Assuming that Pareto optimal and Kaldor-Hicks outcomes are not attainable (and commentators agree that Pareto and Kaldor-Hicks outcomes rarely can be achieved), only coercive enforcement could convince the losers to comply. Governments are not eager to oblige with such enforcement, however, either for lack of will (unwillingness to offend other states) or way (lack of resources). Resistance from a losing constituency, combined with the lack of an effective and willful enforcement, is the reason why environmental legislation has not been implemented effectively on the ground.
The issue of enforcement is particularly sensitive in international law. This is because international law lacks an organized enforcement apparatus that would apprehend offenders and deliver punishment. As many commentators have lamented, the international system lacks an organized international police force. The international world is comprised of states that are the makers and enforcers of law. States generally are unwilling to pursue and demand of other states to obey the law, unless their vital interests are at stake.
“A Pareto-superior transaction is one that makes at least one person in the world better off and no one worse off.” According to the Kaldor-Hicks principle of optimality, a change is identified as wealth maximizing if those who gain from the change could, in principle, compensate the losers and still be better off.
This unwillingness to pursue enforcement actions is due also to the origins of international law. International law was established as an institution to bring peace among belligerent states. If states were to pursue the enforcement of environmental law to the point of committing acts of aggression against other states (that could culminate from trade sanctions to reprisals), one of the fundamental pillars of international law – that is the maintenance of peace – would cease to exist and international law would begin to look incoherent. Because the fundamental purpose of international law is the maintenance of peace, environmental issues are usually not allowed to escalate to open confrontation and many environmental transgressions are tolerated, forgiven, or are traded off.
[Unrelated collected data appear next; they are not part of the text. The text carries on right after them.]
PR #277, opened 2023-07-13
Add pagination to azure resource graph.

archanapholla:
Fix page size to 100 records.

### DIFF
--- a/pkg/cloudprovider/plugins/azure/azure_resource_graph_nwIntfTable.go
+++ b/pkg/cloudprovider/plugins/azure/azure_resource_graph_nwIntfTable.go
@@ -77,13 +77,9 @@ func getNetworkInterfaceTable(resourceGraphAPIClient azureResourceGraphWrapper, 
 	if err != nil {
 		return nil, 0, err
 	}
-	if data == nil {
-		return []*networkInterfaceTable{}, 0, nil
-	}
 
 	var networkInterfaces []*networkInterfaceTable
-	networkInterfaceRows := data.([]interface{})
-	for _, networkInterfaceRow := range networkInterfaceRows {
+	for _, networkInterfaceRow := range data {
 		var networkInterface networkInterfaceTable
 		err = mapstructure.Decode(networkInterfaceRow, &networkInterface)
 		if err != nil {
--- a/pkg/cloudprovider/plugins/azure/azure_resourcegraph.go
+++ b/pkg/cloudprovider/plugins/azure/azure_resourcegraph.go
@@ -16,8 +16,11 @@ package azure
 
 import (
 	"context"
+	"math"
 
 	resourcegraph "github.com/Azure/azure-sdk-for-go/sdk/resourcemanager/resourcegraph/armresourcegraph"
+
+	"antrea.io/nephe/pkg/cloudprovider/plugins/internal"
 )
 
 const (
@@ -42,10 +45,16 @@ func (p *azureServiceSdkConfigProvider) resourceGraph() (azureResourceGraphWrapp
 }
 
 func invokeResourceGraphQuery(resourceGraphAPIClient azureResourceGraphWrapper, query *string,
-	subscriptions []*string) (interface{}, int64, error) {
+	subscriptions []*string) ([]interface{}, int64, error) {
+	var data []interface{}
+	var currentRecords int64
+	var totalRecords int64 = math.MaxInt64
+	var pageSize = int32(internal.MaxCloudResourceResponse)
+
 	resultFmt := resourcegraph.ResultFormatObjectArray
 	requestOptions := resourcegraph.QueryRequestOptions{
 		ResultFormat: &resultFmt,
+		Top:          &pageSize,
 	}
 
 	request := resourcegraph.QueryRequest{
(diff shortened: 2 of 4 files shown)


pkg/cloudprovider/plugins/azure/azure_resourcegraph.go
```diff
@@ -55,9 +62,18 @@ func invokeResourceGraphQuery(resourceGraphAPIClient azureResourceGraphWrapper,
...
 
-	results, queryErr := resourceGraphAPIClient.resources(context.Background(), request)
-	if queryErr == nil {
-		return results.Data, *results.TotalRecords, nil
+	// invoke resource graph API till all pages from response are fetched.
+	for currentRecords < totalRecords {
+		results, queryErr := resourceGraphAPIClient.resources(context.Background(), request)
+		if queryErr == nil {
+			data = append(data, results.Data)
+			currentRecords += *results.Count
```
reachjainrahul, line 70: Can't you use check if the result.Count is less than pageSize, break. This will avoid totalRecord variable?

pkg/cloudprovider/plugins/azure/azure_resourcegraph_vmTable.go
```diff
@@ -152,19 +152,24 @@ func getVirtualMachineTable(resourceGraphAPIClient azureResourceGraphWrapper, qu
...
 
 	var virtualMachines []*virtualMachineTable
-	virtualMachineRows := data.([]interface{})
-	for _, virtualMachineRow := range virtualMachineRows {
-		var virtualMachine virtualMachineTable
-		err = customDecode(virtualMachineRow.(map[string]interface{}), &virtualMachine)
-		if err != nil {
-			return nil, 0, fmt.Errorf("error decoding Azure resource graph query's response: %v", err)
+	for _, page := range data {
+		if page == nil {
```
reachjainrahul, line 161: What is the scenario when data is there, however page is nil? its not clear to me..

pkg/cloudprovider/plugins/azure/azure_resourcegraph.go
```diff
@@ -42,10 +43,16 @@ func (p *azureServiceSdkConfigProvider) resourceGraph() (azureResourceGraphWrapp
 }
 
 func invokeResourceGraphQuery(resourceGraphAPIClient azureResourceGraphWrapper, query *string,
-	subscriptions []*string) (interface{}, int64, error) {
+	subscriptions []*string) ([]interface{}, int64, error) {
+	var data = make([]interface{}, 0)
```
reachjainrahul, line 47: is this data slice of slice.. meaning [page1]....Vms [page2].... ???

pkg/cloudprovider/plugins/azure/azure_resourcegraph.go
```diff
@@ -42,10 +43,16 @@ func (p *azureServiceSdkConfigProvider) resourceGraph() (azureResourceGraphWrapp
...
+	var currentRecords int64
+	var totalRecords int64 = math.MaxInt64
+	var pageSize int32 = 100
```
reachjainrahul, line 50: Use this variable MaxCloudResourceResponse

pkg/cloudprovider/plugins/azure/azure_resource_graph_nwIntfTable.go
```diff
@@ -77,19 +77,24 @@ func getNetworkInterfaceTable(resourceGraphAPIClient azureResourceGraphWrapper,
...
 	}
 
 	var networkInterfaces []*networkInterfaceTable
-	networkInterfaceRows := data.([]interface{})
-	for _, networkInterfaceRow := range networkInterfaceRows {
-		var networkInterface networkInterfaceTable
-		err = mapstructure.Decode(networkInterfaceRow, &networkInterface)
-		if err != nil {
-			return nil, 0, err
+	for _, page := range data {
```
reachjainrahul, line 85: I wonder if you can avoid making changes in the caller, and let the logic of combining page data in invokeResourceGraphQuery api itself

pkg/cloudprovider/plugins/azure/azure_resourcegraph.go
archanapholla: I don't think we can use that, for result.Count exactly same as pageSize and totalRecord is also same as result.Count, we wouldn't want to enter the loop again. I think totalRecord is required.

pkg/cloudprovider/plugins/azure/azure_resource_graph_nwIntfTable.go
archanapholla: Logic in caller is specific to the type(virtulamachine/NetworkInterface), so decoding each page should stay in the caller itself.

pkg/cloudprovider/plugins/azure/azure_resourcegraph.go
archanapholla: Data returned by the API is expected to be an array(type is interface{} though as per query response), I am just appending this data in a slice and returning to the caller. Caller decodes each page.  Any comments here?

pkg/cloudprovider/plugins/azure/azure_resourcegraph_vmTable.go
archanapholla: As discussed, Updated the PR to have data field include the actual data instead of presenting in the format for individual page.

reachjainrahul (approved):
/LGTM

The Self-Enforcing Character of International Law
Scholars who have studied the effectiveness of international regimes have expressed doubts that such regimes can be examined from the point of view of cost effectiveness. International law has been so overwhelmed with problems of minimum order and equity that dealing with the issue of achievement of benefits with the least cost appears to be overambitious.
Having said that, one should not assume that efficiency concerns are outside the ambit of international law. Efficiency concerns are, in fact, part of the rationale in decision-making in international law. This is because of the reliance of international law on self-enforcing rather than coercive mechanisms. Reliance on self enforcement may create other administrative costs, but it could be justified for the purposes of equity. In international environmental law, in general, efficiency decisions cannot be neatly separated from equity considerations.
Efficiency is viewed, generally speaking, as a concept that guides decision making so that the costs of an elected outcome are not higher than the benefits. If the costs are higher than the benefits, the outcome would be considered inefficient. Usually, various solutions with different cost/benefit articulations are compared with one another to determine which solution produces the most benefits with the least cost. In the pursuit of efficiency, an assumption is made that instruments that give parties incentives to comply would generally be more efficient than instruments based on third-party enforcement. Third-party enforcement is responsible for a large chunk of costs of administering decisions. The less the need for third-party enforcement - and the more the reliance on self-enforcement, incentive-based devices – the more the likelihood that costs would be reduced, thereby creating efficient outcomes. In domestic systems, attempts have been made to enshrine efficiency considerations in the decision-making process with mixed success. Domestic systems traditionally are based on command-and-control instruments and are heavily dependent on third-party enforcement. These domestic systems have been challenged from anefficiency perspective as failing to produce optimal outcomes (that is, the achievement of most benefits at the least cost). A whole school of law, the law and economics approach has as its objective to assess domestic command-and-control instruments and propose more efficient alternatives.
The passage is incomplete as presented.